These seem like other numbers based on extrapolation, in that the sector
comparisons and time comparisons are probably accurate on a relative basis,
but saying that air pollution is 5% of GDP is most likely off by a large
factor; it could be 2% or 10%.

------
primroot
But does it cost the rich more than it costs the poor? Larry Summers once had
an infamous opinion about this.
[https://en.wikipedia.org/wiki/Summers_memo](https://en.wikipedia.org/wiki/Summers_memo)
I am sharing it not defending it.

------
zaroth
I do wonder about these extrapolations of cost. Air pollution costs about a
trillion. By the way, driving injuries and deaths accounting for future lost
wages and pain & suffering also costs the US nearly a trillion.

How many other big categories have trillion dollar externalities? It’s only a
$20 trillion economy - can the list be longer than 20 things?

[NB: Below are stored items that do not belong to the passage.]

PR #193, opened 2017-05-04
fix undefined variable in mk_cluster_info_dict, report non-directory entries in cluster info dir

boegel:
fix for #192

PR #195, opened 2017-05-05
fix isdir check in known_cluster_labels, use full path to location to check

boegel:
bug that slipped in with #193 due to incomplete test...


itkovian:
LGTM, so merge when checks are green if I does not turn green before end of workday :)

PR #196, opened 2017-05-05
add support for specifying reservation to submit to via --job-reservation

### LINKED ISSUE #147: Support -W x=FLAGS:ADVRES:<reservation-name> flag
Support -W x=FLAGS:ADVRES:<reservation-name> flag. This is used to submit a hod job to a specific reservation so moab doesn't need to figure it out otherwise.

boegel:
fixes #147

### DIFF
--- a/docs/Command_line_interface.rst
+++ b/docs/Command_line_interface.rst
@@ -371,7 +371,7 @@ The number of cores per workernode to request; by default: ``-1``, i.e. full wor
 
 ``--job-reservation <reservation ID>``
 
-Reservation ID to submit job to (equivalent with using ``-W x=FLAGS:ADVRES:...`` with ``qsub``).
+Reservation ID to submit job into (equivalent with using ``-W x=FLAGS:ADVRES:<reservation ID>`` with ``qsub``).
 
 
 .. _cmdline_job_options_queue:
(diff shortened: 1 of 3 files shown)


boegel:
@stdweird please review

docs/Command_line_interface.rst
```diff
@@ -367,6 +367,13 @@ The number of (full) workernodes to request for the job being submitted (default
 The number of cores per workernode to request; by default: ``-1``, i.e. full workernodes (request all available cores).
 
 
+.. _cmdline_job_options_reservation:
+
+``--job-reservation <reservation ID>``
+
+Reservation ID to submit job to (equivalent with using ``-W x=FLAGS:ADVRES:...`` with ``qsub``).
```
stdweird: clarify a bit with `-W x=FLAGS:ADVRES:<resid>`? (or are they supposed to add the `FLAGS:ADVRES:` part?)
otoh, i'm not sure if users need to know this. don't we tell them to set some magic env varaible that is picked up by submitfilter?

stdweird:
LGTM. minor remark wrt to documnetation. feel free to correct and merge

docs/Command_line_interface.rst
boegel: No, we tell them to use `qsub -W x=FLAGS:ADVRES:<resid>`, so it makes sense to mention this in the documentation imho...

I'm not aware of the submitfilter support reservations, but that's a good idea, maybe we can make it smart enough to complain on non-existing reservations?

boegel: I suggest we follow-up on that in https://github.com/hpcugent/vsc-jobs/issues/97

stdweird:
@boegel please don't forget to make version bump PR

PR #202, opened 2019-01-24
add dist for Spark 2.4.0

boegel:


boegel:
Tested with a simple `Spark` example, works like a charm with the `Spark` installation obtained by the easyconfigs listed in https://github.com/easybuilders/easybuild-easyconfigs/pull/7485

PR #7, opened 2024-05-14
add ci-tooling and config files

stavros-k:
Supersedes #4 

- removed the need of the additional go tool for checking container's health.
- now for each test file in each changed app, a new job will spin. that has some benefits:
  - parallel runs, (no more waiting an hour or even more for apps like minecraft or immich)
  - clean workspace for each test (so we can avoid parsing compose files to identify host paths used to clean them before the next run)

> - There are 2 python scripts that are probably hideous to look at. But I figured python would be easier for others to chime in and improve things later.
> - I've placed a max of 10 jobs in parallel to avoid hammering github :D. 

Currently the ci.py script does 2 modifications during its runtime:
- Copies the top-level library to the app-level based on the app.yaml `lib_version` field.
- Copies the top-level macros to the app-level.

If we add those 2 steps in a release script we might want to extract them and re-use them


stavros-k:
Please if anyone got a spare moment and want to take over/refactor this. Please do :)
I'm sure there are a ton of better ways to do all this with python-isms

.github/scripts/ci.py
```diff
@@ -0,0 +1,346 @@
...
+        if not line:
+            continue
+        try:
+            failed_containers.append(json.loads(line))
+        except json.JSONDecodeError:
+            print_stderr(f"Failed to parse container status output:\n {line}")
+            sys.exit(1)
+
+    actual_failed = []
+    for container in failed_containers:
```
Qubad786, line 203: Are we sure they won't be running at this point?

.github/scripts/ci.py
```diff
@@ -0,0 +1,346 @@
...
+        # Skip containers that are exited with 0 (eg init containers), but not restarting (during a restart exit code is 0)
+        if all(
```
Qubad786, line 205: Why use `all` ?

.vscode/extensions.json
```diff
@@ -0,0 +1,8 @@
+{
```
Qubad786, line 1: We should add these to gitignore ?

.github/scripts/ci.py
```diff
@@ -0,0 +1,346 @@
...
+    separator_start()
+    subprocess.run(cmd, shell=True)
+    separator_end()
+
+
+def get_failed_containers():
+    # Outputs one container per line, in json format
+    cmd = f"{get_base_cmd()} ps --all --format json"
+    print_cmd(cmd)
+    failed = subprocess.run(cmd, shell=True, capture_output=True).stdout.decode("utf-8")
```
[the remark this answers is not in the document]
stavros-k: Initially I had a --filter, but that wasn't very effective. So failed was making sense before. Forgot to update it! Fixing now!

.github/scripts/ci.py
stavros-k: docker compose ps -all will show all containers, both running and exited, stopped, completed, etc.

I observed some empty lines sometimes, which is why I skipping those.

.github/scripts/ci.py
stavros-k: So, to mark a container healthy we need to considering the following:

1. If its exited, the exit code is 0 and the healthcheck is empty. (example here is an init container that runs sometihng and then exits.)
2. It's state is not restarting. (At this point the Health state can have a misleading value)
3. And if there is a healthcheck, the state is healthy.

If any of the above is not true, we consider the container unhealthy.

.vscode/extensions.json
stavros-k: I don't have any hard opinions here.
I just added them because I found setting vscode for jinja with docker a bit annoying.

I do wanna try pycharm though, see if that's better in terms of syntax highlighting, etc.

.github/scripts/ci.py
stavros-k: Most of if not all logic in this function would be nuked if there wasn't this issue
https://github.com/docker/compose/issues/10596

Qubad786: I think that we should name the variable appropriately as they are not failed containers at that point?

.github/scripts/ci.py
Qubad786: There is no need to use `all` as we are not iterating over anything?
We can just do `if c[cond1] and c[cond2] and c[cond3]` ?

.vscode/extensions.json
Qubad786: IDE specific settings should be in gitignore i think

.github/scripts/ci.py
Qubad786: If you want to chain conditions you can do
```
if (cond1 or cond1 != something) and (cond2 == 'somethingelse' or cond2 == cond1):
```

.vscode/extensions.json
stavros-k: Fair, Removed!

.github/scripts/ci.py
stavros-k: Fixed!

.github/scripts/ci.py
stavros-k: Fixed!

Qubad786 (approved):
Thanks!

PR #8, opened 2024-05-14
Add minio enterprise

stavros-k:
Supersedes #6


Qubad786 (approved):
This LGTM but this is being merged into `ci-fixs`, can you clarify what we are doing there?

stavros-k:
> This LGTM but this is being merged into `ci-fixs`, can you clarify what we are doing there?

I've had rebased it to that branch and changed the target to it for cleaner diff.
Now that `ci-fixs` is merged it points to `master`

PR #9, opened 2024-05-14
add library

stavros-k:


Qubad786 (commented):
@stavros-k let's not use mutable objects as default values for args as that leads to unintended behavior

Qubad786:
@stavros-k is this up for review again?

Qubad786 (approved):

PR #14, opened 2024-06-10
Add prowlarr

stavros-k:


ix-dev/community/prowlarr/questions.yaml
```diff
@@ -0,0 +1,340 @@
...
+    schema:
+      type: dict
+      attrs:
+        - variable: web_port
+          label: WebUI Port
+          description: The port for Prowlarr WebUI
+          schema:
+            type: int
+            default: 30027
+            min: 9000 # TODO: do we still need this?
```
kmoore134, line 86: I would assume 9000 is no longer a restriction. We should probably lift it and only restrict specific ports we already know are in use by TrueNAS out of box. I.E. 443/80, etc.

stavros-k: Yea that's what I thought, I should probably update the type here and use the new `port` $ref, that will filter used ports too.

Qubad786 (approved):

PR #18, opened 2024-06-12
add readarr

stavros-k:


Qubad786 (commented):
We have conflicts here and i think we should also factor in the ix values changes here considering they are already being made for other apps?

stavros-k:
> We have conflicts here and i think we should also factor in the ix values changes here considering they are already being made for other apps?

Yes, will update this and the other apps I've shared that are ready for review.
Will ping you when those are ready again shortly!

Qubad786 (approved):

PR #27, opened 2024-06-18
add actual budget

stavros-k:


ix-dev/community/actual-budget/ix_values.yaml
```diff
@@ -0,0 +1,5 @@
+consts:
```
Qubad786, line 1: We don't have image defined in ix_values for this ?

stavros-k: Whoops, thanks for catching that!

Qubad786 (approved):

And when we say something costs a $1 trillion in externalities annually, that
should literally mean money that can be picked back up into the economy if you
can clean it up. Mostly, to put it bluntly, because less people are having
their lives cut short.

I find thinking about the scale of the damages and really trying to appreciate
it is what creates the moral imperative to act. My personal belief is that
technology is always the way forward. E.g. That by 2050 we could reduce the
driving externality by 90% through automation. That we will eliminate coal for
renewables.

I have less of a feel for what the technological path forward is for non-
utility & transport air pollution - for some reason it’s a lot harder to grasp
the damage being done. It’s certainly less visceral.

The drop is SO2 from utilities (coal) is particularly impressive. But a 20%
overall drop in just a few years is kind of stunning - it works out to savings
of $1.6 trillion per decade. That’s $1.6 trillion in economic damage from air
pollution which will not be occurring due to progress in cleaning up our
environment.

Sometimes it’s very important to step back and remind ourselves how much
progress really is being made.

------
spodek
Can you put a price on 350 million people giving up? . . . on a culture of
complacency, resignation, lethargy, compliance?

One of the biggest effects I see is the cultural shift to accept living in a
polluted world. People resign to accept it even though they can make a
difference, and I don't just mean through individual change.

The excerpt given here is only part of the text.